▸ RECORDED INFORMATION:
────────────────────────────────────────

PR #1838, opened 2024-02-22
feat: 100% documented public members

josxha:
- Adds doc strings to all missing public members
- With this pr `public_member_api_docs` will get active. This enforces future PRs to keep the 100% documentation score of public members. Private members won't be affected.

### DIFF
--- a/lib/src/gestures/interactive_flag.dart
+++ b/lib/src/gestures/interactive_flag.dart
@@ -25,7 +25,7 @@ abstract class InteractiveFlag {
       scrollWheelZoom |
       rotate;
 
-  /// Use this flag if you want to disable all gesture interactions.
+  /// Disable all gesture interactions
   static const int none = 0;
 
   /// Enable panning with a single finger or cursor
--- a/lib/src/gestures/interactive_flag.dart
+++ b/lib/src/gestures/interactive_flag.dart
@@ -25,6 +25,7 @@ abstract class InteractiveFlag {
       scrollWheelZoom |
       rotate;
 
+  /// Use this flag if you want to disable all gesture interactions.
   static const int none = 0;
 
   /// Enable panning with a single finger or cursor
--- a/lib/src/layer/attribution_layer/rich/source.dart
+++ b/lib/src/layer/attribution_layer/rich/source.dart
@@ -9,9 +9,11 @@ import 'package:meta/meta.dart';
 sealed class SourceAttribution extends StatelessWidget {
   const SourceAttribution._({super.key, this.onTap});
 
-  /// This callback gets called if the user clicks or taps on the attribution
-  /// source. Most of the time you would want to open a website with the terms
-  /// of service of the tile provider.
+  /// This callback gets called when the user clicks or taps on the
+  /// attribution source.
+  /// 
+  /// Most tile providers will require you to link to their terms of
+  /// service, which can be done through this callback.
   final VoidCallback? onTap;
 
   Widget _render(BuildContext context);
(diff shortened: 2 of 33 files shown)


lib/src/gestures/interactive_flag.dart
```diff
@@ -25,6 +25,7 @@ abstract class InteractiveFlag {
       scrollWheelZoom |
       rotate;
 
+  /// Use this flag if you want to disable all gesture interactions.
```
JaffaKetchup, line 28: Avoid 'you', and avoid explaining WHY this should be used in the first sentence of a doc. Instead explain WHAT is does.

https://dart.dev/effective-dart/documentation#prefer-starting-function-or-method-comments-with-third-person-verbs

```suggestion
  /// Disable all gesture interactions
```

lib/src/layer/attribution_layer/rich/source.dart
```diff
@@ -9,6 +9,9 @@ import 'package:meta/meta.dart';
 sealed class SourceAttribution extends StatelessWidget {
   const SourceAttribution._({super.key, this.onTap});
 
+  /// This callback gets called if the user clicks or taps on the attribution
+  /// source. Most of the time you would want to open a website with the terms
+  /// of service of the tile provider.
```
JaffaKetchup, line 14:
```suggestion
  /// This callback gets called when the user clicks or taps on the
  /// attribution source.
  /// 
  /// Most tile providers will require you to link to their terms of
  /// service, which can be done through this callback.
```

lib/src/layer/polygon_layer/polygon.dart
```diff
@@ -26,6 +26,9 @@ class Polygon<R extends Object> {
   /// The color of the [Polygon] outline.
   final Color borderColor;
 
+  /// Weather holes on the [Polygon] should have a border too or not.
```
JaffaKetchup, line 29:
```suggestion
  /// Whether holes should have borders
```

lib/src/layer/tile_layer/tile_coordinates.dart
```diff
@@ -2,6 +2,8 @@ import 'dart:math';
 
 import 'package:meta/meta.dart';
 
+/// The tile coordinates are based on maths' [Point] class but extended with
+/// the zoom level.
```
JaffaKetchup, line 6: Consider a brief explanation of how tile coordinates work, or a link to the documentation site: https://docs.fleaflet.dev/getting-started/explanation#slippy-map-convention?

lib/src/layer/tile_layer/tile_image_view.dart
```diff
@@ -3,6 +3,7 @@ import 'dart:collection';
 import 'package:flutter_map/flutter_map.dart';
 import 'package:flutter_map/src/layer/tile_layer/tile_range.dart';
 
+/// A
```
JaffaKetchup, line 6: Needs finishing.

JaffaKetchup (changes requested):
Mostly LGTM, just a few things to think about...

lib/src/layer/tile_layer/tile_image_view.dart
josxha: woops, that's an oversight. Thanks for bringing this up 😄 fixed

lib/src/layer/tile_layer/tile_coordinates.dart
josxha: Added more informations. Feel free to improve or enhance. Not sure how to describe best so I added the link to the docs as well.

JaffaKetchup (approved):
LGTM! Huge thanks, a lot of work here.

Issue #1447, opened 2023-02-17
[FEATURE] Support dashed `Polyline`s (in addition to dotted)


WillyAdrianus:
### What do you want implemented?

if it is possible add dashed polyline with parameter isDashed: true and dashedWidth: {int}

### Platforms Affected

Other

### Severity

Obtrusive: No workarounds are available, and this is essential to me

### Requirements

- [X] I agree to follow this project's [Code of Conduct](https://github.com/fleaflet/flutter_map/blob/master/CODE_OF_CONDUCT.md)
- [X] I am using the [latest stable version](https://pub.dev/packages/flutter_map) of this package
- [X] I have checked for similar feature requests which may be duplicates

MendleM:
I spent a little time today working on this. I'll get around to it in the coming weeks. If someone gets to it before me, if the lines could have miter joins like this design (from Figma if you want to play around with dashes), that'd be incredible:

<img width="345" alt="image" src="https://user-images.githubusercontent.com/20160314/222955117-da617766-c16c-45f7-85fe-0adcc9aab6ef.png">

JaffaKetchup:
Hey @MendleM, did you ever get around to this? No problem if not!

JaffaKetchup:
Hey @monsieurtanuki, this looks excellent, we'd love to see it!

JaffaKetchup:
Closed by #1855.

PR #1845, opened 2024-03-07
feat: add `dottedSpacingFactor` to customize dotted polyline spacing

gnassro:
Now we can customize the space between dots if `isDotted=true`


josxha:
Thanks for the pull request @gnassro! 
I did a quick test and your changes seem to work well.

There are some small things I would prefer to have changed:
- We have an open [feature request for dashed polylines](https://github.com/fleaflet/flutter_map/issues/1447). So it wood be good to have the name a bit more general like "segmentSpacingFactor" or somthing similar. Then we can use the parameter for dashed polyine too once the feature arrives.
- The CI checks show that the code is not formatted, you can do this with `dart format .`, but if you have difficulties I can do it for you if you want.


Then there are some general things I discovered while testing that <ins>you don't need to care about</ins> but are worth writing down:
- changing isDotted doesn't get picked up by hot reload
- It would be in general nice to have the dotted Polyline features represented in the example app, but I think that putting all on the polyline page would look cluttered.

gnassro:
@josxha the only thing that I didn't understand is, what do you mean by `changing isDotted doesn't get picked up by hot reload` ?

JaffaKetchup (approved):
LGTM, thanks :). Will wait for a second review before merging.

josxha:
Sorry for the delay, changes looking good. Thanks for updating the example app too.

> the only thing that I didn't understand is, what do you mean by changing isDotted doesn't get picked up by hot reload ?

This is a bug that is not related to this pull request. If you 
- run the app in debug mode
- change `isDotted: true,` to `isDotted: false,`
- trigger a hot reload

Then the polyline doesn't change it's appearance from a dotted to a normal line. A quick guess is because the polyline hashCode gets cached it doesn't regocnizes the change - but anyways as said it's not related to this pr.

Thanks a lot for the contribution!

josxha (approved):

PR #1846, opened 2024-03-08
fix: remove legacy moving_markers and stateful_markers page from example app

josxha:
~~fix Timer on the moving_markers page, bug discovered in~~
~~https://discord.com/channels/951867686378409984/1215676233346711633/1215677536004997271~~

~~Bug can be seen here: https://demo.fleaflet.dev/moving_markers~~

Remove legacy pages.


TesteurManiak:
I'm not sure of what this page is supposed to showcase 😅 
If it's just printing info of a marker, I'd tend to think that it can be removed.

josxha:
> I'm not sure of what this page is supposed to showcase 😅
If it's just printing info of a marker, I'd tend to think that it can be removed.

Not sure either, maybe to test that the map detects and rebuilds the MarkerLayer if the markers change?
If we remove this this page, should we remove https://demo.fleaflet.dev/stateful_markers too? Or what is the usage of that showcase?

JaffaKetchup:
They are probably remnants of the old widget/option system. If you find all 172 remnants left you get a special prize 😂.

josxha:
I removed both pages from the example app.

TesteurManiak (approved):
LGTM 👍

PR #1850, opened 2024-03-12
feat!: added `TileUpdateTransformers.debounce` & reverted #1840

JaffaKetchup:
After some internal consideration, we believe we may have been slightly rushed in merging #1840.  
As I hinted to in my review comment, the underlying infrastrucutre to perform this debouncing mechanism was already available, just little known, relatively undocumented, and not fully complete.

This mechanism is the `TileUpdateTransformer`, a relatively power-user feature that allows the normal stream of `TileUpdateEvent`s emitted one-to-one with `MapEvents` to be transformed into a new stream. A `debounce`ing transformer has been implemented, which has the same effect as #1840, but without the new infrastrucutre that requires maintainence in future.

The example application has also been updated with a new demo page to show this.

The in-code documentation around the transformers has been greatly improved, and the online documentation will also see a new section on these transformers added.

This PR manually reverts all changes from #1840, but allows for the same behaviour with relatively little difference in end-user usage, and improved internal maintainability.

### DIFF
--- a/example/lib/pages/debouncing_tile_update_transformer.dart
+++ b/example/lib/pages/debouncing_tile_update_transformer.dart
@@ -16,8 +16,8 @@ class DebouncingTileUpdateTransformerPage extends StatefulWidget {
 
 class _DebouncingTileUpdateTransformerPageState
     extends State<DebouncingTileUpdateTransformerPage> {
-  int changeEndKeyRefresher = 0;
-  double durationInMilliseconds = 20;
+  int _changeEndKeyRefresher = 0;
+  double _durationInMilliseconds = 20;
 
   @override
   Widget build(BuildContext context) {
@@ -59,12 +59,12 @@ class _DebouncingTileUpdateTransformerPageState
                   ),
                   children: [
                     TileLayer(
-                      key: ValueKey(changeEndKeyRefresher),
+                      key: ValueKey(_changeEndKeyRefresher),
                       urlTemplate:
                           'https://tile.openstreetmap.org/{z}/{x}/{y}.png',
                       userAgentPackageName: 'dev.fleaflet.flutter_map.example',
                       tileUpdateTransformer: TileUpdateTransformers.debounce(
-                        Duration(milliseconds: durationInMilliseconds.toInt()),
+                        Duration(milliseconds: _durationInMilliseconds.toInt()),
                       ),
                     ),
                   ],
@@ -89,17 +89,17 @@ class _DebouncingTileUpdateTransformerPageState
                           ),
                           Expanded(
                             child: Slider.adaptive(
-                              value: durationInMilliseconds,
+                              value: _durationInMilliseconds,
                               onChanged: (v) =>
-                                  setState(() => durationInMilliseconds = v),
+                                  setState(() => _durationInMilliseconds = v),
                               onChangeEnd: (v) =>
-                                  setState(() => changeEndKeyRefresher++),
+                                  setState(() => _changeEndKeyRefresher++),
                               min: 0,
                               max: 500,
                               divisions: 100,
-                              label: durationInMilliseconds == 0
+                              label: _durationInMilliseconds == 0
                                   ? 'Instant/No Debounce'
-                                  : '${durationInMilliseconds.toInt()} ms',
+                                  : '${_durationInMilliseconds.toInt()} ms',
                             ),
                           ),
                         ],
--- a/example/lib/pages/debouncing_tile_update_transformer.dart
+++ b/example/lib/pages/debouncing_tile_update_transformer.dart
@@ -1,0 +1,117 @@
+import 'package:flutter/material.dart';
+import 'package:flutter_map/flutter_map.dart';
+import 'package:flutter_map_example/widgets/drawer/menu_drawer.dart';
+import 'package:flutter_map_example/widgets/notice_banner.dart';
+import 'package:latlong2/latlong.dart';
+
+class DebouncingTileUpdateTransformerPage extends StatefulWidget {
+  static const String route = '/debouncing_tile_update_transformer_page';
+
+  const DebouncingTileUpdateTransformerPage({super.key});
+
+  @override
+  State<DebouncingTileUpdateTransformerPage> createState() =>
+      _DebouncingTileUpdateTransformerPageState();
+}
+
+class _DebouncingTileUpdateTransformerPageState
+    extends State<DebouncingTileUpdateTransformerPage> {
+  int changeEndKeyRefresher = 0;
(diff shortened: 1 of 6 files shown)


lib/src/layer/tile_layer/tile_update_transformer.dart
```diff
@@ -75,4 +98,68 @@ abstract class TileUpdateTransformers {
...
+  /// ['package:stream_transform'](https://pub.dev/documentation/stream_transform/latest/stream_transform/RateLimit/debounce.html),
+  /// with `leading` and `trailing` set `true`.
+  ///
+  /// Also see [throttle].
+  ///
+  /// ---
+  ///
+  /// {@macro tut-ignore_tap}
+  static TileUpdateTransformer debounce(Duration duration) {
+    const leading = true;
```
josxha, line 121: what's the reason to handle leading events?

JaffaKetchup: Good spot, mis-reasoned about that. Resolved.

ReinisSprogis:
Hi. @JaffaKetchup Thanks for reaching out. I just tried out TileUpdateTransformer in my app. I tried to compare both TileUpdateTransformer with 32ms duration and loadingDelay with 32ms duration. I hope I am not biased, but felt like loadingDelay was smoother on zoom and pan. I did deploy both variations multiple times. It is not exactly the same behavior with TileUpdateTransformer. It still was carrying on to load tiles while panning. Still better than without any debounce at all. Felt more like middle ground between completely stopping loading and loading all the time. However before you posted this I had some concerns regarding loadingDelay. I think there still is some unnecessary work done while tiles are not loading if using loadingDelay.  Basically need to look into that all TileLayer and check what functions are running on each map event. And if all functions within TileLayer build method are necessary to run on each map event. 
In conclusion,  feels like loadingDelay is performing better, but need to figure out why and if TileUpdateTransformer can be improved to get better results. But of course final decision is up to you.  I got feeling that something is not right somewhere else. Something is blocking UI thread while tiles are loading. And this is what is causing lag I believe. CPU usage is very high, this could be because how Tiles are actually widgets. Maybe if drawing them as shader textures using Vertices.raw in CustomPainter could reduce CPU usage and lag.


This was tile layer configuration I tested with


```dart
TileLayer(
  urlTemplate:
   'https://tile.openstreetmap.org/{z}/{x}/{y}.png',
   userAgentPackageName: 'app.example.com',
  tileProvider: CancellableNetworkTileProvider(),
   // tileUpdateTransformer: TileUpdateTransformers.throttle(const Duration(milliseconds: 32)),
    tileDisplay: const TileDisplay.instantaneous(),
    loadingDelay: const Duration(milliseconds: 32),
),

```

JaffaKetchup:
I think I understand what you mean, and it's something I overlooked. This debounces on the input `TileUpdateEvent` stream, which is basically the `MapEvent` stream, not the outputted stream. I don't know why they would be this different, but it would explain what you mean, and what you can see in this video.

If you do lots of small gestures, more tiles will load, because there are lots of breaks between map events. However, a fling gesture still will not load all the tiles.

What do others think?

https://github.com/fleaflet/flutter_map/assets/58115698/57dc0b03-8ea7-4e39-971c-a1d14c593513

corepuncher:
Question: Does this debouncer also stall the network requests?

My BIGGEST issue right now is that the app sends out a slew of tile requests for the "intermediate" zoom levels before the zoom is complete. I have confirmed this by watching my server / incoming requests. 

For example, if I start at zoomLevel 4, and slowly (but continuously) zoom in to zoomLevel 8, I will see every request for every zoom level (4,5,6,7,8) show up on my server.

The problem is that this overwhelms my app when I have many TileLayer() loaded, because of the multiplication factor and sheer number of tiles and connections managed. In the end, the device forcibly closes the app, but not sure which aspect of this is the reason.  I know that in devtools, my memory usage does not spike, so it must be something else. Does the cache manager for the tiles have a limit?

JaffaKetchup:
> Does this debouncer also stall the network requests?

It debounces the emission of tile update events. So not network requests directly, but tile loading as a whole - so it should have this effect.

> For example, if I start at zoomLevel 4, and slowly (but continuously) zoom in to zoomLevel 8, I will see every request for every zoom level (4,5,6,7,8) show up on my server.

Theoretically, this should happen less. Note that the cancelling tile provider will also help with this - your server might see every request (dependent on the number of requests and the devices simultaneous connection limit), but the device will not wait for a response, freeing the connection 'slots' for more recent zoom levels.

> Does the cache manager for the tiles have a limit?

The `ImageCache` from Flutter does have a limit. By default, it's "up to 1000 images, and up to 100 MB": https://api.flutter.dev/flutter/painting/ImageCache-class.html.

example/lib/pages/debouncing_tile_update_transformer.dart
```diff
@@ -0,0 +1,117 @@
...
+                    cameraConstraint: CameraConstraint.contain(
+                      bounds: LatLngBounds(
+                        const LatLng(-90, -180),
+                        const LatLng(90, 180),
+                      ),
+                    ),
+                  ),
+                  children: [
+                    TileLayer(
+                      key: ValueKey(changeEndKeyRefresher),
```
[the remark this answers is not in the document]
JaffaKetchup: See https://github.com/fleaflet/flutter_map/blob/debouncing-tile-update-transformer/lib/src/layer/tile_layer/tile_layer.dart#L211.
I had a look at changing this, but it would require re-initialising the tile event stream often. This caused some issues. Happy to look into changing this again if it's important.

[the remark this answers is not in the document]
josxha: How about some simple change like this?
```dart
key: ValueKey('TileLayer-$changeEndKeyRefresher')
```

example/lib/widgets/notice_banner.dart
```diff
@@ -20,6 +20,15 @@ class NoticeBanner extends StatelessWidget {
...
         backgroundColor = const Color(0xFFB8F397);
 
+  const NoticeBanner.informational({
+    super.key,
+    required this.text,
+    required this.url,
+    required this.sizeTransition,
+  })  : icon = Icons.info_outline,
+        foregroundColor = const Color(0xFF072100),
+        backgroundColor = Colors.lightBlue;
```
josxha, line 30: .lightBlue is a bit hard on the eyes, can we use something different like lightBlueAccent please?

Unbenannt

josxha (commented):
Only one more little thing...

josxha (approved):
lgtm 👍🏼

────────────────────────────────────────

▸ TASK ITEM: Copy out every line of the records that the string "called" appears in.

▸ FINISHED TASK:
-  /// This callback gets called if the user clicks or taps on the attribution
+  /// This callback gets called when the user clicks or taps on the
+  /// This callback gets called if the user clicks or taps on the attribution
  /// This callback gets called when the user clicks or taps on the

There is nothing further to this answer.